Scientific classification
- Kingdom: Animalia
- Phylum: Chordata
- Class: Amphibia
- Order: Anura
- Family: Microhylidae
- Genus: Gastrophryne
- Species: G. elegans
- Binomial name: Gastrophryne elegans (Boulenger, 1882)

= Gastrophryne elegans =

- Authority: (Boulenger, 1882)
- Conservation status: LC

Species of amphibian

Gastrophryne elegans, the elegant narrow-mouthed toad, is a species of frog in the family Microhylidae found in Central America. Its natural habitats are subtropical or tropical dry forests, subtropical or tropical moist lowland forests, intermittent freshwater marshes, plantations, rural gardens, and heavily degraded former forests. It is threatened by habitat loss.

==Description==
The elegant narrow-mouthed toad has a small triangular head and is flattened dorsoventrally. The females have a snout-to-vent length of about 27 mm, while the males are slightly smaller. The colouring is somewhat variable and helps to camouflage this frog among the leaf litter. The dorsal surface has a broad, dark-brown, central stripe which widens and narrows irregularly and is delineated with a narrow, dark line. On either side is a reddish-brown area and then a dark-brown line that runs from the tip of the snout, past the eye, over the shoulder to the groin. The thighs have two dark bands and further lines occur on the lower leg which align when the animal is crouched. The ventral surface is dark brown or black, mostly obscured by indistinct whitish spots which merge. The hind feet each have a tubercle on the metatarsal and slight webbing on the fourth toe. The outer toes have flattened, spreading tips.

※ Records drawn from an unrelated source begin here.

PR #763, opened 2023-06-02
New project logic

mec:
When a new project is created we can help users by pre-marking some tasks as not applicable:

- when the school is not considered 'religious' the Church supplemental funding agreement task is likely to be not applicable
- when the project is considered 'voluntary' the Process the sponsored support grant task is likely to be not applicable

Here we add this logic into the create conversion project form object.

Along the way we looked for a reliable marker for a school being considered 'religious' - there wasn't a clear one so we have gone with if the school has a diocese - this may turn out to be not the best marker - but this feature is not critical so it is good enough for now.

https://trello.com/c/YvCZ2meO

### DIFF
--- a/app/forms/conversion/create_project_form.rb
+++ b/app/forms/conversion/create_project_form.rb
@@ -146,7 +146,7 @@ class Conversion::CreateProjectForm
       assigned_at: assigned_at,
       directive_academy_order: directive_academy_order,
       region: region,
-      tasks_data: Conversion::TasksData.new
+      tasks_data: new_tasks_data
     )
 
     return nil unless valid?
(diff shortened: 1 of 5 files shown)


lozette (approved):

app/forms/conversion/create_project_form.rb
```diff
@@ -162,12 +162,18 @@ def save
...
     )
   end
 
   private def church_supplemental_agreement_not_applicable?
     return true unless establishment.has_diocese?
     false
   end
+
+  private def sponsored_support_grant_not_applicable?
+    return true if directive_academy_order == false
```
lozette, line 176: Could probably shorten this to `!directive_academy_order` but it might be less clear

PR #769, opened 2023-06-06
Basic header navigation

mec:
Whilst we have not fully fleshed out all the navigation for the site, we really need to be getting users access to all the features of the application.

We are confident in certain groupings of projects and that we will start things off by using the MOJ design system ahead of the DfE one, which is not in a fit state right now.

The header navigation is the top level and we think a good start will be the concept of:

- your projects
- team projects
- all projects
- service support

These loosley relate to user roles we have already. Not all users see all items, you can see this in the navigation policy.

The visual style is a mix of the MOJ and GOVUK header nav, details in the commit.

To bring this together, we also rationalise the service support views so they can be identified and included under the 'service support' header nav.

The main motivation here is:

- introduce the header navigation
- allow service support users to move between their specific views and more generic 'project' focused tasks

image


CHANGELOG.md
```diff
@@ -13,6 +13,8 @@ The format is based on [Keep a Changelog](https://keepachangelog.com/en/1.0.0/).
 
 ### Changed
 
+- the urls that some service support views were found have changed.
```
lozette, line 16: This is in the wrong commit!

mec: Thank you. 👍

lozette (approved):

PR #770, opened 2023-06-06
(Fix) Redirect the user if they visit `/projects`

lozette:
## Changes

Going to `/projects` was resulting in a 500 error because the app did not know what to do with that route. The route isn't part of any navigation but it is not inconceivable for a user to visit the path.

Add in redirection (identical to the home controller) to take a lost user to the correct place if they visit that path.

## Checklist


lozette:
[Bug: `/projects` throws an error](https://trello.com/c/NeIinfHG/1626-bug-projects-throws-an-error)

mec (changes requested):

PR #775, opened 2023-06-07
Create a bare bones Transfer::Project and Transfer::TasksData

lozette:
## Changes

Add a new Project type, Transfer::Project. It uses the ProjectPolicy.

Add a new Transfer::TasksData model, which uses a new table `transfer_tasks_data` and the TaskListPolicy.

Add factories for the project and tasks data, and prove that new models can be created using them.

## Checklist

### DIFF
--- a/db/migrate/20230607103526_create_transfer_tasks_data.rb
+++ b/db/migrate/20230607103526_create_transfer_tasks_data.rb
@@ -1,0 +1,7 @@
+class CreateTransferTasksData < ActiveRecord::Migration[7.0]
+  def change
+    create_table :transfer_tasks_data, id: :uuid do |t|
+      t.timestamps
+    end
+  end
+end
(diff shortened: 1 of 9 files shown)


lozette:
[Add basic model for a Transfer](https://trello.com/c/xjOt9y6L/1568-add-basic-model-for-a-transfer)

db/migrate/20230607103526_create_transfer_tasks_data.rb
```diff
@@ -0,0 +1,7 @@
+class CreateTransferTasksData < ActiveRecord::Migration[7.0]
+  def change
+    create_table :transfer_task_lists, id: :uuid do |t|
```
mec, line 3: Can the table be `transfer_tasks_data` then we don't need the table_name? We need to update the conversion one as well.

mec (changes requested):

mec (approved):
🚢

PR #790, opened 2023-06-12
Move three conversion-specific attributes from Project to Conversion::Project

lozette:
## Changes

Now that Transfer::Project exists, we need to start moving the Conversion-specific attributes and scopes (etc) from Project to Conversion::Project.

The first three are:

- `academy_urn`
- `conversion_date_provisional`
- `conversion_date`

All three have been moved to Conversion::Project, and any scopes which rely on these attributes have also moved to Conversion::Project.

The scope `.in_progress` has stayed in Project, but its ordering by `conversion_date` has been removed. We imagine the concept of "in progress" will apply to all Project types, hence retaining this scope. 

A version of the `.in_progress` scope has been added to Conversion::Project, and retains the ordering by `conversion_date`. 

## Checklist

### DIFF
--- a/app/controllers/all/opening/projects_controller.rb
+++ b/app/controllers/all/opening/projects_controller.rb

==Distribution and habitat==
Gastrophyrne elegans is native to lowland Mexico, Guatemala, Belize, and Honduras on the Atlantic side of the continent. Its range extends from north-central coastal areas of Honduras to central Veracruz. An isolated population is found in the Sian Ka'an Biosphere Reserve on the Yucatán Peninsula. This species is found in tropical forests, where it lives on the ground among the leaf litter. It breeds in the rainy season in temporary pools.

==Status==
The IUCN rates Gastrophryne elegans as "Least Concern", because of its large population, wide distribution, and tolerance of modifications to its habitat. Its population seems relatively stable and any decline is unlikely to be fast enough to justify listing it in a more threatened category. It is protected by legislation in Mexico under the "Special Protection" category.